The entire thing can be boiled down further into just two key points:
- Over the long run (and this is one of Ray Dalio’s “principles” regarding gold, as well) the price of gold will approximate the total amount of money in circulation divided by the size of the gold stock
- And it’s not inflation or deflation that is the principal driver of gold, but the expected real return from other long-term financial assets, particular equities.
Using the above we can quickly discern that there’s a very high probability the bull market in gold will continue for the foreseeable future.
The global money stock has exploded and continues to rise… While the expected real return on financial assets is very low.

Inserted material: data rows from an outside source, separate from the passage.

PR #759, opened 2022-10-19
fulcioroots: Add support for SIGSTORE_ROOT_FILE.

wlynch:
#### Summary

There is a skew between s/s and cosign fulcioroots behavior, which leads to tools like gitsign not supporting the same environment variables. Instead of having each tool reimplement the same behavior, move this to s/s.

Signed-off-by: Billy Lynch <billy@chainguard.dev>

Part of https://github.com/sigstore/gitsign/issues/169

#### Release Note

fulcioroots package now respects the SIGSTORE_ROOTS_FILE environment variable.

### DIFF
--- a/pkg/fulcioroots/fulcioroots.go
+++ b/pkg/fulcioroots/fulcioroots.go
@@ -22,6 +22,7 @@ import (
 	"crypto/x509"
 	"errors"
 	"fmt"
+	"os"
 	"sync"
 
 	"github.com/sigstore/sigstore/pkg/cryptoutils"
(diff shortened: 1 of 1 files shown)


wlynch:
cc @imjasonh (since you authored https://github.com/sigstore/cosign/pull/1866)

haydentherapper:
There was an intentional decision to leave out env variables from the core library to avoid unexpected behavior. Unless that's changed, I don't think we should add this.

haydentherapper:
cc @asraa

asraa:
I agree that sigstore/sigstore's fulcio root comes from TUF and the SIGSTORE_ROOT_FILE is a cosign implementation detail to configure custom verification. Cosign utilities also allow configuration of fulcio roots in the verification options.

SIGSTORE_ vars are named kind of broadly, partly because there weren't other clients before. SIGSTORE_ROOT_FILE is a super ambiguous name too that I would suggest you renaming to SOMETHING_FULCIO_ROOT_FILE anyway :)

It would consolidate some of the cosign logic though, so I'm not that opinionated about it; I would rather see better naming if it's in this top-level, or have env vars be project-specific.

haydentherapper:
At this point, given that we know we want to transform s/s, I'd just say to go with duplication in gitsign, and let's add this as an item to tackle within sigstore-go.

wlynch:
All for renaming! I just kept the existing name for compatibility.

w.r.t. to `SIGSTORE_` environment variables - I think it probably makes sense to have a set of known environment variables that works across tools - there are going to be common operations for Fulcio/Rekor like loading certs, configuring the URL, etc that aren't really specific to the tool itself it's probably going to be confusing if these differ slightly between tools. I think this is part of the reason why pulling in cosign as a dependency is so tempting, because it's the defacto standard for these config options.

I'm fine with deferring this to sigstore-go instead of s/s though! cc @znewman01

asraa:
> w.r.t. to SIGSTORE_ environment variables - I think it probably makes sense to have a set of known environment variables that works across tools

Absolutely +1, and to have other clients onboard if that happens. Let's start the work in sigstore-go though.

Issue #849, opened 2022-12-07
Azure KMS client does not handle HSM Key Vault keys


malancas:
**Description**

## Bug summary

Azure Key Vault supports creating EC and RSA key pairs in either the default storage or in validated HSMs. If the key pairs are stored in HSMs, the Key Type is suffixed with "-HSM". So "EC-HSM" or "RSA-HSM" are allowable key types.

Keys with the "HSM" suffixed key type are not handled by the `azureVaultClient#fetchPublicKey` method. When the [key is retrieved from Azure](https://github.com/sigstore/sigstore/blob/main/pkg/signature/kms/azure/client.go#L213), it has fields like `kty` and `kid`. `kty` represents the key type. This may be set to "EC", "EC-HSM", "RSA", or "RSA-HSM". When the method attempts to convert a key with a "HSM" suffixed key type to a [go-jose.JSONWebKey instance](https://github.com/sigstore/sigstore/blob/main/pkg/signature/kms/azure/client.go#LL224C34-L224C34), the operation fails with errors like `decoding the jsonWebKey: square/go-jose: unknown json web key type 'EC-HSM'`. 

This causes attempts to use the Azure KMS client with a key stored in the Key Vault HSMs to fail. As a solution, the `azureVaultClient#fetchPublicKey` method should be updated to handle incoming Azure Key Vault keys with key types suffixed with "-HSM".

## How to reproduce

Create a HSM backed key pair in Azure Key Vault and try to use the Azure KMS client with it, the client should fail to retrieve the key.

**Version**

 
N/A

malancas:
I have a pull request in progress to fix this, so I'll assign this issue to myself.

PR #850, opened 2022-12-07
Update Azure KMS client to handle HSM backed keys

malancas:
#### Summary

Closes https://github.com/sigstore/sigstore/issues/849

This adds support for handling HSM backed keys. Currently when the Azure KMS client tries to fetch and parse a key stored in Key Vault, it does not handle keys stored in HSMs. HSM backed keys have key types suffixed with "-HSM". This breaks when the client to tries to convert the key to a `go-jose.JSONWebKey` instance.

### DIFF
--- a/pkg/signature/kms/azure/client_test.go
+++ b/pkg/signature/kms/azure/client_test.go
@@ -16,9 +16,147 @@
 package azure
 
 import (
+	"context"
+	"crypto/elliptic"
+	"crypto/ecdsa"
+	"crypto/rand"
+	"crypto/rsa"
+	"encoding/base64"
+	"fmt"
 	"os"
+	"strings"
 	"testing"
+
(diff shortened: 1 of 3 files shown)


pkg/signature/kms/azure/client_test.go
```diff
@@ -16,10 +16,150 @@
...
+
+	"github.com/Azure/azure-sdk-for-go/services/keyvault/v7.1/keyvault"
 )
 
+type testKVClient struct {
+	key keyvault.JSONWebKey
+}
+
+func (c *testKVClient) CreateKey(ctx context.Context, vaultBaseURL string, keyName string, parameters keyvault.KeyCreateParameters) (result keyvault.KeyBundle, err error) {
+	key, err := generatePublicKey("EC")
```
haydentherapper, line 38: linter error

haydentherapper (approved):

Even negative in some cases. See GMO’s 7-year forecast as case in point.
Gold obviously isn’t going to go straight up from here. So, if you’re a trader, then you’ll want to pay attention to some key indicators and of course, read the tape.
Here’s a slide from our regular weekly Trifecta Report that goes out every Saturday. In the report, we analyze the four main macro instruments: SPX, UST 10yr Bonds, Gold, and the dollar.
The below slide shows some of the key positioning, sentiment, and seasonal data that we track for gold. As of right now, fund flows, sentiment, and positioning all remain supportive of higher prices. Not to mention, gold is about to enter the strongest 2-months of the year for returns on a seasonal basis.
The tape says we’ll probably see a little pullback over the short-term as stocks get bid up. But, that’ll just offer us another good opportunity to add to our position.
So there you have it. That’s our RED system for analyzing gold. I hope you find it useful. We didn’t even cover silver, which according to our framework, should outperform gold over the coming months.